The December 16, 2014 "Tip" listed five challenges facing the audience. The third challenge is dealing with slide transitions.
A presentation should be based on a coherent narrative with a beginning, middle, and end. The trouble with slide presentations is that they take this unified story and break it into little bits (each individual slide). Moreover, each slide transition is an opportunity for the listener to lose focus. It is the speaker's job to overcome these problems.
When you are practicing your oral presentation, think about the spoken words that get you from one slide to the next. Try to have your last thought on the first slide lead into the first thought on the second slide. Prepare the audience for the next slide.

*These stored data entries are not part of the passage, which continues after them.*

Issue #1430, opened 2024-04-22
Export to HTML raises an exception


rickmcgeer:
**Describe the bug**
Clicking on the morph menu (burger menu when morph is selected, top left corner of the halo) and then selecting `Export to HTML` gives this error:
```
Error: require is not defined
  Evaluating http://127.0.0.1:9011/dashboard/html-generator-6d86ead9.js
  Loading ./html-generator-6d86ead9.js
ReferenceError: require is not defined
    at Object.execute (http://127.0.0.1:9011/dashboard/html-generator-6d86ead9.js:21:13)
    at doEvaluateDeclarative (http://127.0.0.1:9011/dashboard/deps.js:3052:40)
    at ensureEvaluate (http://127.0.0.1:9011/dashboard/deps.js:2926:29)
    at http://127.0.0.1:9011/dashboard/deps.js:2551:16
```

**To Reproduce**
Select a morph on the sidebar, click on "Export to HTML" from the morph menu

**Screenshots**
![image](https://github.com/LivelyKernel/lively.next/assets/656259/bd66e0d2-25e8-49cd-89dc-c23d142a4cdb)

**Setup**

- Windows
- Linux

**Version**: Please paste the lively.next commit on which the problem occurred here (use the copy button of the Version Checker in the bottom left corner).
acaf0fc025a77f874d9c036b7827cdcaf624afee

merryman:
I believe this function is not really working any more, since we remove the virtual dom from the system. May I ask what you want to achieve with the exported HTML? I would honestly rather remove that functionality from the system than keep it.

rickmcgeer:
I'm just trying to do a freeze.  The scripts I used to do it from the command line are not working (see the issue I filed under the Galyleo Dashboard repo).  I have a bunch of features now working in the dashboard that I want to push, but the old freezer mechanisms don't seem to be there in the editor, and the scripts aren't working (bad includes).
So I'm sure there's a mechanism to do what I want (and I don't care if it's script or interactive), but I don't know what it is and Export to HTML seemed closest.

merryman:
`export to HTML` never did a freeze, all it did was literally copy the HTML code corresponding to a morph and export it to a file. It was really bare bones and barely useful to my knowledge. I believe @rksm used this functionality in the early stages of `lively.next` to build the current website.

Anyhow, since I now see that you rather accidentally encountered this functionality and it does not meet your needs, (even if it were to work), I would go ahed and remove that functionality from the system.

[...]

PR #1436, opened 2024-04-23
🧰: remove export to html menu item

merryman:
In response to #1430.


linusha:
Shouldn't we just remove all related code? :thinking:

linusha (approved):

PR #1471, opened 2024-05-03
Fix/text reconciliation

merryman:


linusha:
This fixes the following problems:

- insertions that are directly "duplicated" by the editor plugin fucked up the reconciliation before (for example ( which gets directly expanded to ())
- insertion of single or double quotes broke everything
- deletions of a part that should also trigger a deletion of a text attribute broke everything before (e.g. a single bold word that got completely deleted)

linusha (approved):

There are some little tricks. If you can carry over a graphic element from one slide to the next it can help the audience track. In that vain, be very careful to use similar words and abbreviations. For purposes of a presentation, a car is not an automobile. You can't switch terms and graphic elements. If car sales are depicted by a blue bar on one slide, they need to be the same shade of blue on any succeeding slide that shows car sales. If you represent Toyota sales by a Toyota logo on one slide, then use that same logo on all succeeding slides that represent Toyota.
Another technique is to add or subtract from previous slides. I have seen presentations where every slide is a variation from a base slide. The audience is able to comprehend the base and then has an easy time of every new slide. It always help the audience whenever you can repeat a visual structure they have seen before.